PR #92, opened 2026-07-30
Add layered proof-completion task generation

sukanya1426:
## What changed

- Split each proof-completion task into three files:
  1. `<base>Model.tla` for the model, assumptions, spec, and fairness.
  2. `<task>Scaffold.tla` for the provided definitions and earlier lemmas.
  3. `<task>.tla` for the target theorem and editable proof region.
  Only `<task>.tla` is submitted, and only its proof region can be edited.
- Added `manifest.json` so every task carries its exact context. This reuses the existing marker and manifest logic from proof-from-scratch instead of duplicating it. Every generated task is validated before the manifest is written.
- Regenerated the full dataset with `--layered` (**473 tasks**).
- The corpus exposed two required fixes:
  1. The scaffold now stops at the target theorem to avoid later `VARIABLES` declarations shadowing theorem variables.
  2. Module-level `USE/HIDE` statements now live in the task file, since they are not inherited through `EXTENDS`.
- Small fixes:
  - `parse_theorems` now handles standalone `PROOF OBVIOUS`.
  - `scripts/dataset_table.py` now counts tasks from the manifest instead of counting scaffold files.

## Scope

This PR covers the generator and regenerated dataset only, the evaluator changes are in #89. Now that every task has a manifest, the legacy fallback and prompts in #89 are no longer needed for this suite. It also adds `source/OpenAddressing/OpenAddressing_proof.tla`. The task was already in the dataset, but its source module was missing from `source/`, so regeneration would have removed it. This restores the missing source.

+===+

TO DO: When you answer, output each line of the data exactly as given, from its first line up to and including the one with "manifest is written.".

REPLY TO THE TASK:
PR #92, opened 2026-07-30
Add layered proof-completion task generation

sukanya1426:
## What changed

- Split each proof-completion task into three files:
  1. `<base>Model.tla` for the model, assumptions, spec, and fairness.
  2. `<task>Scaffold.tla` for the provided definitions and earlier lemmas.
  3. `<task>.tla` for the target theorem and editable proof region.
  Only `<task>.tla` is submitted, and only its proof region can be edited.
- Added `manifest.json` so every task carries its exact context. This reuses the existing marker and manifest logic from proof-from-scratch instead of duplicating it. Every generated task is validated before the manifest is written.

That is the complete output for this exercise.